Available data:
PR #912, opened 2026-05-01
feat: 3D centroids (points pt. 6)

### LINKED ISSUE #758: Point rendering

ShrimpCryptid:
Problem
=======
Part 6 of 6, closing #758, "Point rendering"!

This change adds support for 3D centroid rendering in 3D, and passes the relevant centroid data into `vole-core`.

Solution
========
- Added 3D centroid rendering using the `Spheres3d` drawable in `vole-core`.
  - Centroids are updated on changes to coloring rules and size parameters.
  - Centroid data is not recalculated/sent to `vole-core` unless centroids are visible, for optimization.
- Enabled controls for centroids UI in 3D mode.

Misc:
- Fixed a bug where the 3D segmentations would always be visible on load, regardless of the URL state.

## Type of change

Steps to Verify:
----------------
(PR preview will not work until vole-core is merged, sorry!)

Screenshots (optional):
-----------------------
**Video talk-through (🔊):**

https://github.com/user-attachments/assets/d03135e6-d908-45e4-9674-d69ac92037b1

| | |
| --- | --- |
| image | Spheres interact with volume |
| image | Spheres can be shown without the volume |
| image | Spheres can occlude the volume and be picked/highlighted | 

-----------------------
1. `ColorizeCanvas3d.ts`


src/colorizer/viewport/ColorizeCanvas3D.ts
```diff
@@ -747,6 +827,7 @@ export class ColorizeCanvas3D implements IInnerRenderCanvas {
 
   render(options?: RenderOptions): void {
     this.syncTrackPathLine();
+    this.syncCentroids();
```
ShrimpCryptid, line 845: TODO: Centroids should not be reprocessed every render

src/colorizer/utils/data_utils.ts
```diff
@@ -486,7 +487,7 @@ export function cloneLabelData(label: LabelData): LabelData {
  * @returns The color for the given object ID, using the rules in the main
  * viewport shader.
  */
-export function computeColorFromId(id: number, params: TrackPathParams): Color {
+export function computeColorFromId(id: number, params: ColorizeStateParams): Color {
```
ShrimpCryptid, line 484: Changed the `params` type here so it wasn't reliant on the `track` parameter, which isn't actually used for coloring.

src/colorizer/viewport/ColorizeCanvas3D.ts
```diff
@@ -7,6 +7,7 @@ import {
   type RawArrayLoader,
   RENDERMODE_RAYMARCH,
   SKY_LIGHT,
+  Spheres3d,
```
ShrimpCryptid, line 10: Will be resolved once vole-core updates

src/colorizer/viewport/ColorizeCanvas3D.ts
```diff
@@ -615,7 +703,7 @@ export class ColorizeCanvas3D implements IInnerRenderCanvas {
 
       this.view3d.onVolumeData(currentVol, [channelIndex]);
       if (channelIndex === segChannel) {
-        this.view3d.setVolumeChannelEnabled(currentVol, channelIndex, true);
+        this.view3d.setVolumeChannelEnabled(currentVol, channelIndex, this.params?.showSegmentations ?? true);
```
ShrimpCryptid, line 705: Fixes a bug where the segmentations would always be loaded initially, even if `showSegmentations` was set to false.

src/colorizer/viewport/ColorizeCanvas3D.ts
```diff
@@ -760,12 +859,13 @@ export class ColorizeCanvas3D implements IInnerRenderCanvas {
...
     this.view3d.removeDrawableObject(this.vectorObject);
     this.vectorObject.cleanup();
+    this.centroidsObject.cleanup();
     this.view3d.removeAllVolumes();
   }
 
   getIdAtPixel(x: number, y: number): PixelIdInfo | null {
     const dataset = this.params?.dataset;
-    if (this.volume?.isLoaded() && dataset) {
+    if (dataset) {
```
ShrimpCryptid, line 866: Allow picking when volume/segmentations are hidden

src/colorizer/viewport/ColorizeCanvas3D.ts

Task item: The reply should hold only how many lines in the material include the word "where".

Output of the task: 2